Each of the entries below should be written out exactly as it reads.
EXERCISE MATERIAL Start Marker
PR #511, opened 2020-05-29
Fixes #29798 - Move --lock-package-versions to hooks/

wbclark:


ehelms:
As part of this move two thoughts:

 1) Move https://github.com/theforeman/foreman-installer/blob/29f1bf12d80ac6427ebde7b0092c8c59602c8e5f/hooks/boot/09-version_locking.rb#L1 to a helper

 2) Wrap the logic of the hook in the check if the option exists and is true

ekohl:
>     1. if system('command -v foreman-maintain > /dev/null')

Alternatively, you can at least use `system('....', out: '/dev/null')`

wbclark:
>     2. Wrap the logic of the hook in the check if the option exists and is true

Currently the main logic of the hook is executed or not based on the custom_config_value.

If the cli_param exists, the custom_config_value will always be set to match it.

What should be the behavior if the cli_param does not exist but the custom_config_value is defined as true? As currently written, the installer will still try to execute the hook. Is that intended?

wbclark:
Thinking about it further, the cli_param should always exist iff foreman-maintain is installed.

So I agree with making the change to execute it only when the cli_param exists and has value true.

But in that case, what is the purpose of the custom_config_value existing at all?

ekohl:
The CLI param does not exist either if foreman-maintain is not installed. While currently the installer requires it in RPMs, I've made it very clear that I really want to get rid of that. The installer should not mandate foreman-maintain.

The hook does the right thing by gracefully ignoring it and doesn't lock. IMHO that's the expected behavior since locking is not something I'd want on my own systems and I think many community members share that opinion.

ekohl:
> But in that case, what is the purpose of the custom_config_value existing at all?

To pass state.

There are a few scenarios to consider at the start of the installer:
* foreman-maintain is not installed
* foreman-maintain is installed
  * The lock feature is not present. This was relevant when we wrote the patches, installer went in before foreman-maintain with it was released - might be relevant as well on Debian if f-m is released             
  * Packages are locked
  * Packages are unlocked

If packages are locked, the installer will unlock them. Then it needs to remember to lock them after running the installer. That's done using `custom_config_value`.

ehelms (approved):

hooks/pre_commit/09-version_locking.rb
```diff
@@ -8,6 +8,10 @@
   kafo.config.configure_application
 end
 
+if lock_versions && !foreman_maintain_installed?
+  fail_and_exit('Locking of package versions was requested but foreman-maintain is not installed')
+end
```
ekohl: I think this is not needed because `package_lock_feature?` implies `foreman_maintain_installed?`

hooks/boot/09-version_locking.rb
```diff
@@ -1,4 +1,4 @@
-if system('command -v foreman-maintain > /dev/null')
+if foreman_maintain_installed?
```
ekohl: Thinking out loud: should this be:
```suggestion
if package_lock_feature?
```

hooks/post/99-version_locking.rb
```diff
@@ -1,4 +1,4 @@
-if get_custom_config(:lock_package_versions)
+if package_lock_feature? && app_value(:lock_package_versions)
```
ekohl: I don't think this is needed since `app_value(:lock_package_versions)` should never be true if the feature isn't present (see the suggestion in the boot hook)

ekohl:
I took a stab at this in https://github.com/theforeman/foreman-installer/pull/536 with some additional improvements.

wbclark:
@ekohl shall I close this in favor of #536 ?

ekohl:
Yes, I think so.

PR #512, opened 2020-05-29
Fixes #30006 - Remove MongoDB Storage Engine Migration Hook

wbclark:


ekohl:
I wonder if we should start a Remove Pulp 2 tracker

ehelms:
A tracker for Pulp 2 removal will be good across installer and packaging. I think this can fall under hooks and just get it's own issue. If you haven't upgraded mongodb storage engine by now... oh well.

ekohl:
I still think this deserves a Redmine issue just to track what's going on.

ehelms:
@wbclark Could you attach a Redmine issue?

evgeni:
> If you haven't upgraded mongodb storage engine by now... oh well.

But, have we forced users to do so? There is nothing in the release notes of Katello (or Satellite, for that matter).

ekohl:
The next version of Katello will be 4.0 and drop Pulp 2 which removes the need for MongoDB.

ekohl (approved):
I don't think we should be cleaning up custom-hiera.yaml since this doesn't remove MongoDB.

evgeni:
Right, if that's 4.0+ only, then yeah.

PR #766, opened 2022-05-09
update theforeman/foreman for the puma restart fix

evgeni:


evgeni:
this is to pull in the fix for https://projects.theforeman.org/issues/34824

upadhyeammit (approved):

PR #770, opened 2022-05-10
Fixes #34888: Display katello-certs-check output only if error

ehelms:


chris1984 (approved):
ACK, i keep seeing this and was wondering why, now it makes sense.

evgeni (approved):

PR #776, opened 2022-05-26
Drop devlog check that was only valid for Pulp 2

ehelms:
See https://projects.theforeman.org/issues/16778 for reason it was
added originally.


evgeni:
The old Katello installer PR is 404 🤣

evgeni (approved):

PR #781, opened 2022-06-02
Add Foreman Git templates plugin

dgoetz:
Depends on https://github.com/theforeman/puppet-foreman/pull/1059

### DIFF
EXERCISE MATERIAL End Marker
* **FINAL ANSWER**:
PR #511, opened 2020-05-29
Fixes #29798 - Move --lock-package-versions to hooks/

wbclark:


ehelms:
As part of this move two thoughts:

 1) Move https://github.com/theforeman/foreman-installer/blob/29f1bf12d80ac6427ebde7b0092c8c59602c8e5f/hooks/boot/09-version_locking.rb#L1 to a helper

 2) Wrap the logic of the hook in the check if the option exists and is true

ekohl:
>     1. if system('command -v foreman-maintain > /dev/null')

Alternatively, you can at least use `system('....', out: '/dev/null')`

wbclark:
>     2. Wrap the logic of the hook in the check if the option exists and is true

Currently the main logic of the hook is executed or not based on the custom_config_value.

If the cli_param exists, the custom_config_value will always be set to match it.

What should be the behavior if the cli_param does not exist but the custom_config_value is defined as true? As currently written, the installer will still try to execute the hook. Is that intended?

wbclark:
Thinking about it further, the cli_param should always exist iff foreman-maintain is installed.

So I agree with making the change to execute it only when the cli_param exists and has value true.

But in that case, what is the purpose of the custom_config_value existing at all?

ekohl:
The CLI param does not exist either if foreman-maintain is not installed. While currently the installer requires it in RPMs, I've made it very clear that I really want to get rid of that. The installer should not mandate foreman-maintain.

The hook does the right thing by gracefully ignoring it and doesn't lock. IMHO that's the expected behavior since locking is not something I'd want on my own systems and I think many community members share that opinion.

ekohl:
> But in that case, what is the purpose of the custom_config_value existing at all?

To pass state.

There are a few scenarios to consider at the start of the installer:
* foreman-maintain is not installed
* foreman-maintain is installed
  * The lock feature is not present. This was relevant when we wrote the patches, installer went in before foreman-maintain with it was released - might be relevant as well on Debian if f-m is released             
  * Packages are locked
  * Packages are unlocked

If packages are locked, the installer will unlock them. Then it needs to remember to lock them after running the installer. That's done using `custom_config_value`.

ehelms (approved):

hooks/pre_commit/09-version_locking.rb
```diff
@@ -8,6 +8,10 @@
   kafo.config.configure_application
 end
 
+if lock_versions && !foreman_maintain_installed?
+  fail_and_exit('Locking of package versions was requested but foreman-maintain is not installed')
+end
```
ekohl: I think this is not needed because `package_lock_feature?` implies `foreman_maintain_installed?`

hooks/boot/09-version_locking.rb
```diff
@@ -1,4 +1,4 @@
-if system('command -v foreman-maintain > /dev/null')
+if foreman_maintain_installed?
```
ekohl: Thinking out loud: should this be:
```suggestion
if package_lock_feature?
```

hooks/post/99-version_locking.rb
```diff
@@ -1,4 +1,4 @@
-if get_custom_config(:lock_package_versions)
+if package_lock_feature? && app_value(:lock_package_versions)
```
ekohl: I don't think this is needed since `app_value(:lock_package_versions)` should never be true if the feature isn't present (see the suggestion in the boot hook)

ekohl:
I took a stab at this in https://github.com/theforeman/foreman-installer/pull/536 with some additional improvements.

wbclark:
@ekohl shall I close this in favor of #536 ?

ekohl:
Yes, I think so.

PR #512, opened 2020-05-29
Fixes #30006 - Remove MongoDB Storage Engine Migration Hook

wbclark:


ekohl:
I wonder if we should start a Remove Pulp 2 tracker

ehelms:
A tracker for Pulp 2 removal will be good across installer and packaging. I think this can fall under hooks and just get it's own issue. If you haven't upgraded mongodb storage engine by now... oh well.

ekohl:
I still think this deserves a Redmine issue just to track what's going on.

ehelms:
@wbclark Could you attach a Redmine issue?

evgeni:
> If you haven't upgraded mongodb storage engine by now... oh well.

But, have we forced users to do so? There is nothing in the release notes of Katello (or Satellite, for that matter).

ekohl:
The next version of Katello will be 4.0 and drop Pulp 2 which removes the need for MongoDB.

ekohl (approved):
I don't think we should be cleaning up custom-hiera.yaml since this doesn't remove MongoDB.

evgeni:
Right, if that's 4.0+ only, then yeah.

PR #766, opened 2022-05-09
update theforeman/foreman for the puma restart fix

evgeni:


evgeni:
this is to pull in the fix for https://projects.theforeman.org/issues/34824

upadhyeammit (approved):

PR #770, opened 2022-05-10
Fixes #34888: Display katello-certs-check output only if error

ehelms:


chris1984 (approved):
ACK, i keep seeing this and was wondering why, now it makes sense.

evgeni (approved):

PR #776, opened 2022-05-26
Drop devlog check that was only valid for Pulp 2

ehelms:
See https://projects.theforeman.org/issues/16778 for reason it was
added originally.


evgeni:
The old Katello installer PR is 404 🤣

evgeni (approved):

PR #781, opened 2022-06-02
Add Foreman Git templates plugin

dgoetz:
Depends on https://github.com/theforeman/puppet-foreman/pull/1059

### DIFF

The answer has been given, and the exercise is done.